I have said that we will stick to our fiscal position. That means that there continue to be tough choices to be made. Some of those tough choices have been highlighted this afternoon. I start with my noble friend Lord Newby, who gave a fair and good analysis of the issues about pensioners and the fair deal that they are getting. However, because the noble Lords, Lord McFall, Lord Myners and Lord Davies of Oldham, and others raised the issue, let me underline it again. The Government are committed to supporting pensioners. The IFS confirmed today that that is indeed the case. Pensioners will get the largest ever rise in the basic state pension this April to £107.45 a week. The Government are protecting pension benefits, including winter fuel payments, free prescriptions and eye tests, free bus travel, free TV licences and, of course, the triple lock on the basic state pension is being introduced. The single-tier state pension will be introduced and has been estimated to be likely to be £140 in current terms. I refute the suggestions that pensioners have been poorly treated. We are all in this together.
My noble friends Lord Fink and Lord Sheikh have quite properly raised the issue of tax transparency. I agree with them on the importance of the new annual statements, which will show everyone who pays tax what they are paying and where the money will be spent across the different categories of expenditure. I am sure that will raise a healthy debate.

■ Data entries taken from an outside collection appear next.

Issue #201, opened 2017-07-31
Voted Ticket Notification


pedrotst:
[Feature Request]
It would be nice to have some sort of notification system to notify when a ticket was voted. This way we don't have to check the pool website everyday to check that. Specially now that we don't have buy windows anymore.

jolan:
A couple of the pools have this feature implemented already.  For the reference implementation, maybe another standalone program that could live in backend.

jolan:
A couple of the pools have this feature implemented already.  For the reference implementation, maybe another standalone program that could live in backend.

chappjc:
@jolan Yeah, that sounds like a good idea to keep it separate.  Just a little app that waits for voted notifications, looks up the email for the redeemed ticket multisig, and send an email.  It's the part where it looks up emails that I'm not so sure about since what we ultimately want to for MySQL to be untouched by anything but dcrstakepool

jolan:
This is needed so we can mark low fee tickets as voted in the database (continuing on #219) and also so we can remove any reference to stakepooluserinfo on the voting page / getstakeinfo on the stats page (#180).

xaur:
Please add 'privacy' label. Notifications have a privacy aspect: the service that you receive notification to (e.g. your email provider) will learn about your holdings and voting preferences. There should be a way to encrypt notifications to recipient's public key.

kiahmed:
have this ever been implemented or any script that could be hooked up?

Issue #180, opened 2017-05-22
stakepooluserinfo use is problematic when adding wallets


chappjc:
The number of redeem scripts (from `listscripts`) and tickets (from `gettickets`) may be the same on all wallets, but it is possible for `getstakeinfo` to not match for several reasons that are difficult to rectify.

One is that if the operator has performed `addtickets` on the wallets at some point, it is necessary to do add the same tickets (until they've expired) on newly added wallets to get the number of `"live"` tickets in `getstakeinfo` to match between wallets.

In the same case as above, even after doing `addtickets` (for every invalid ticket ever added), the  `"voted"` number on the new wallet does not catch up with the elder wallets.

Perhaps this should be a dcrwallet issue, but perhaps it's time to workaround this in dcrstakepool given the new stakepoold arch changes.

jolan:
The goal is to keep migrating functionality over to stakepoold.  I think stakepooluserinfo can eventually be removed.

Rough TODO would be:

1) Move fee enforcement to stakepoold (WIP #178)
2) Re-work tickets page.  Maybe go back to using ticketsforaddress and add DB caching.
3) Add some sort of admin/invalid tickets interface so those tickets can be stored in the database and transmitted to/pulled from stakepoold.
4) Remove stakepooluserinfo and the fee checking from dcrwallet.

jolan:
Item 3 is in progress too.

2 and 4 may have to be split out and planned for the next release cycle.  There are a lot of dcrwallet/stakepoold changes in-flight already.

jolan:
I edited the title to reflect the addition of getstakeinfo and to mention addticket. The problems really lie with the original implementation of the stake code in wallet.  That code has been improved and refactored and we need to cope with the changes.

Per https://github.com/decred/dcrwallet/pull/913:

Added tickets are auxiliary to transaction history and do not appear in getstakeinfo stats.

Current status:

- stakepooluserinfo is still in use by the tickets page.  Could possibly replace with the implementation of https://github.com/decred/dcrwallet/issues/833.
- getstakeinfo is still in use by the stats page.  Need to create a suitable replacement that accounts for tickets that were added via addticket.

jolan:
Not actively working on this at the moment but it still needs to be done.

PR #219, opened 2017-10-16
multi: improve handling of low fee tickets

### LINKED ISSUE #134: switch stakepoold to obtain user voting preferences via gRPC

### LINKED ISSUE #209: need a better way for stakepoold to pick up addticket'd tickets
Since stakepoold does an initial GetTickets() and then adds/subtracts tickets from block notifications, it has no way to pick up new tickets added via addticket other than restarting stakepoold.

Would be nice to provide a web interface for addticket that sends all the newly added ticket hashes to stakepoold or maybe just triggers a reload when done.

### LINKED ISSUE #218: improve low-fee/manually added tickets handling
Currently, it isn't clear in an exportable way which tickets have been added by the admin and which have not.

Need to do something like:

[ ] - add API/admin UI to dcrstakepool that allows adding/removing low-fee tickets to the DB
[ ] - prune table on dcrstakepool startup
[ ] - have stakepoold retrieve the list from the DB and cache it
[ ] - modify fee checks to consult the list

jolan:
This brings proper support for handling invalid/low fee tickets into the stakepool.

Basically it adds storage to the DB for saving added tickets, an admin UI to remove/add to the table, and then pushes/pulls the lists to/from stakepoold.

Not really sure about the gRPC server <-> main app ctx channel stuff.  Seems to work OK but maybe there's a better way to do it.

Closes #134.
Closes #209.
Closes #218.

Also makes the fee checking fast per discussions with @chappjc and @jrick.

This also paves the way for closing some of the other open issues like #180 & #201.

Works for me™ so far but needs more testing and review.


jrick:
Is this the last of the bits needed to remove the remaining stake pool code out of dcrwallet?

backend/stakepoold/server.go
```diff
@@ -178,6 +190,92 @@ func deriveChildAddresses(key *hdkeychain.ExtendedKey, startIndex, count uint32,
...
+	}
+
+	log.Debugf("Accepted valid stake pool ticket %v committing %v in fees",
+		tx.TxHash(), tx.TxOut[0].Value)
+
+	return true, nil
+}
+
+// MsgTxFromHex returns a wire.MsgTx struct built from the transaction hex string
+func MsgTxFromHex(txhex string) *wire.MsgTx {
```
chappjc: Probably best to return or log the error too.

jolan:
@jrick This lays the foundation for getting there. I think what's left on the stake pool side is:

- Improve the gRPC client code that dcrstakepool is using (there's a TODO there; still thinking what that should look like) so it is ready to be user facing.
- Switch user facing tickets page from **stakepooluserinfo** to using data from stakepoold gRPC.   This would provide "Live" and "Invalid" but not Missed/Voted/Expired.
  - Could remove the missed/voted/expired sections from the user-facing tickets page and tell the users to use decrediton's ticket history stuff instead (https://github.com/decred/decrediton/pull/745) or:
  - implement voted ticket notification (#201)

backend/stakepoold/rpc/rpcserver/server.go
```diff
@@ -17,16 +17,21 @@
...
+	"github.com/decred/dcrd/chaincfg/chainhash"
 	pb "github.com/decred/dcrstakepool/backend/stakepoold/rpc/stakepoolrpc"
+	"github.com/decred/dcrstakepool/backend/stakepoold/userdata"
 )
 
 // Public API version constants
 const (
-	semverString = "3.0.0"
-	semverMajor  = 3
+	grpcTimeout  = time.Millisecond * 100
```
marcopeereboom: Isn't that silly short?

backend/stakepoold/rpc/rpcserver/server.go
```diff
@@ -54,32 +59,256 @@ func (*versionServer) Version(ctx context.Context, req *pb.VersionRequest) (*pb.
...
+	case s.getAddedLowFeeTicketsChan <- struct{}{}:
+		log.Debug("GetAddedLowFeeTickets: signaled getAddedLowFeeTicketsChan")
+	default:
+		// We log this in order to detect if we potentially
+		// have a deadlock.
+		log.Debug("GetAddedLowFeeTickets: query not sent")
+		goto done
+	}
+
+	for {
```
jrick: this doesn't need to be a loop

backend/stakepoold/rpc/rpcserver/server.go
```diff
@@ -54,32 +59,256 @@ func (*versionServer) Version(ctx context.Context, req *pb.VersionRequest) (*pb.
...
+			goto done
+		case <-ctx.Done():
+			log.Debug("GetAddedLowFeeTickets: timed out %v", ctx.Err())
+			goto done
+		}
+	}
+
+done:
+	defer func() {
+		log.Infof("GetAddedLowFeeTickets processed %v tickets in %v waitTime %v",
```
jrick: not sure if this is common in this codebase but i think intercepting the requests (similar to how i do it in wallet) is a much cleaner and simpler way to keep track of this info

backend/stakepoold/rpc/rpcserver/server.go
jolan: No it's just copying of overwriting a map which is ~2ms on my machine.  I think it could be re-written to not need a timeout.

backend/stakepoold/rpc/rpcserver/server.go
jrick: https://github.com/decred/dcrwallet/blob/768542b7d2dd1d021c51cf3f07c2c24d46151cd3/rpcserver.go#L215

capture the current time before and after running the handler and log the delta

backend/stakepoold/rpc/rpcserver/server.go
```diff
@@ -54,32 +59,256 @@ func (*versionServer) Version(ctx context.Context, req *pb.VersionRequest) (*pb.
...
+	}()
+
+	return &pb.GetIgnoredLowFeeTicketsResponse{Tickets: tickets}, ctx.Err()
+}
+
+func (s *stakepooldServer) GetLiveTickets(ctx context.Context, req *pb.GetLiveTicketsRequest) (*pb.GetLiveTicketsResponse, error) {
+	startTime := time.Now()
+	tickets := make([]*pb.TicketEntry, 0)
+
+	// limit the time we take
```
jrick: Use context.WithDeadline

backend/stakepoold/rpc/api.proto
```diff
@@ -3,24 +3,61 @@ syntax = "proto3";
...
+message SetUserVotingPrefsResponse {
+	bool Processed = 1;
+}
+message SetUserVotingPrefsRequest {
+	repeated UserVotingConfigEntry user_voting_config = 1;
+}
+
+message TicketEntry {
+	string TicketAddress = 1;
+	string TicketHash = 2;
```
jrick: why a string instead of bytes?

backend/stakepoold/rpc/rpcserver/server.go
```diff
@@ -54,32 +59,256 @@ func (*versionServer) Version(ctx context.Context, req *pb.VersionRequest) (*pb.
...
+			"not sent")
+	}
+
+	defer func() {
+		log.Infof("StoreUserVotingPrefs: processed %v users in %v",
+			len(req.UserVotingConfig), time.Since(startTime))
 	}()
-	return &pb.UpdateVotingPrefsResponse{}, nil
+
+	return &pb.SetUserVotingPrefsResponse{Processed: processed}, nil
```
jrick: should return a non-nil error if it timed out and the request wasn't processed

backend/stakepoold/rpc/rpcserver/server.go
jrick: using an interceptor would also be a good place to add the deadline to the context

On tax reform, I am very confused about where the Opposition stand on the 50p tax rate. Are they really still saying that the Chancellor of the Exchequer should justify the continuation of a tax that is shown to produce next to no revenue for the country and which materially affects our global competitiveness? The noble Lord, Lord Eatwell, quotes approvingly the Institute of Directors, but the main part of the institute’s statement after the Budget called for the tax rate to be reduced to 40p. Is that what the noble Lord, Lord Eatwell, wants? The noble Lord, Lord Wood of Anfield, who is not in his place at the moment, questioned whether the Government had been fully transparent on this. The forestalling number that he was looking for is set out in bold type on page 51 of the Red Book, a complete contrast to what the previous Government did in not even recognising that there was a forestalling problem. The tax raised less than a third of the estimates that they put out. I believe that they are in no position to question the basis on which we have looked at the evidence in coming forward with a 45p rate.